HeLa cells with vinculin knocked out and wild-type HeLa cells on PLL-PEG-TGT surfaces. (A) Both vinculin KO cells and wild-type cells express talin-GFP which reports FA formation. Cells were incubated on the surfaces for 90 min. (B) Vinculin immunostaining confirms that vinculin is indeed knocked out in the vinculin KO cells. (C) Talin cluster areas versus T_tol values of TGT. The cluster area increases significantly with T_tol values changing from 12 to 23 pN. (D) Talin cluster areas versus T_tol values of TGT. The cluster area increases significantly with T_tol value changing from 43 to 54 pN. To see this figure in color, go online.

Figure 4

Visualize integrin tensions in vinculin KO cells using integrative tension sensor (ITS). (A) Schematics of ITS application. ITS shares similar DNA constructs to TGT, but serves to image integrin tensions, not to modulate integrin tensions. ITS is conjugated with a quencher-dye pair to visualize integrin tensions. The surface is co-coated with fibronectin (FN) which provides stable integrin ligands for cell adhesion. (B) Vinculin KO HeLa and wild-type HeLa cells incubated on FN-coated surfaces for 90 min. FAs were marked by talin-GFP and F-actin was stained with phalloidin. Stress fibers connecting FAs are visible in the wild-type cells but few in vinculin KO cells. (C) Vinculin KO HeLa and wild-type asasaHeLa cells incubated on ITS surfaces with T_tol of 54 pN for 90 min.

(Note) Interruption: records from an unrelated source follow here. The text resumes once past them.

PR #11267, opened 2019-07-08
Changes to tootctl statuses remove

ClearlyClaire:
- Fix incorrect comments
- Keep statuses favourited by local users
- Do not exempt toots from being deleted just because they are replies
- Skip reblogs of local statuses instead of skipping *all* reblogs
- Use `Status.local` and `Status.uri` to check if toots are local instead of checking their author

There are most definitely more optimizations possible, and I'd like whole threads to be cleaned instead of just the leaves. I am not too sure how to do that efficiently (maybe doing the query in descending order on the ids would help?)

### DIFF
--- a/lib/mastodon/statuses_cli.rb
+++ b/lib/mastodon/statuses_cli.rb
@@ -36,11 +36,11 @@ module Mastodon
 
       Status.remote
             .where('id < ?', max_id)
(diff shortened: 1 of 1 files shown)


ThibG:
Well, I'm not sure if the optimization thing is really an optimization since there's no index on that, hm…

ThibG:
The rationale for boosts is that we probably aren't interested in boosts from people we aren't interested in anymore (no followers). Additionally, while current Mastodon versions will now reject them, Peertube used to forward every boost they received.

ThibG:
Also, I don't think a blanket exemption for toots from followed users is very useful either…

On the other hand, about things that get deleted and probably shouldn't, recent boosts of old toots will get affected too…

ykzts (approved):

FAs were marked by talin-GFP and integrin tension signals were reported by 54 pN ITS. The third row is an overlay of talin (green) and ITS (magenta). (D) Relative fluorescence intensities of ITS signal (T_tol = 54 pN) between wild-type and vinculin KO HeLa cells. Integrin tension signal reported by 54 pN ITS in vinculin KO cells is nearly zero. To see this figure in color, go online.

Figure 5

Integrin tension signals in vinculin KO and wild-type HeLa cells on a series of ITS surfaces. (A) Vinculin KO cells incubated on 12–54 pN ITS surfaces for 90 min, with talin marking FAs. (B) Wild-type cells incubated on 12–54 pN ITS surfaces for 90 min. (C) Relative fluorescence intensities of ITS signals in vinculin KO cells. The 54 pN ITS showed nearly zero signals, but ITS surfaces with other T_tol values showed observable force signals. (D) Relative fluorescence intensities of ITS signals in wild-type cells. To see this figure in color, go online.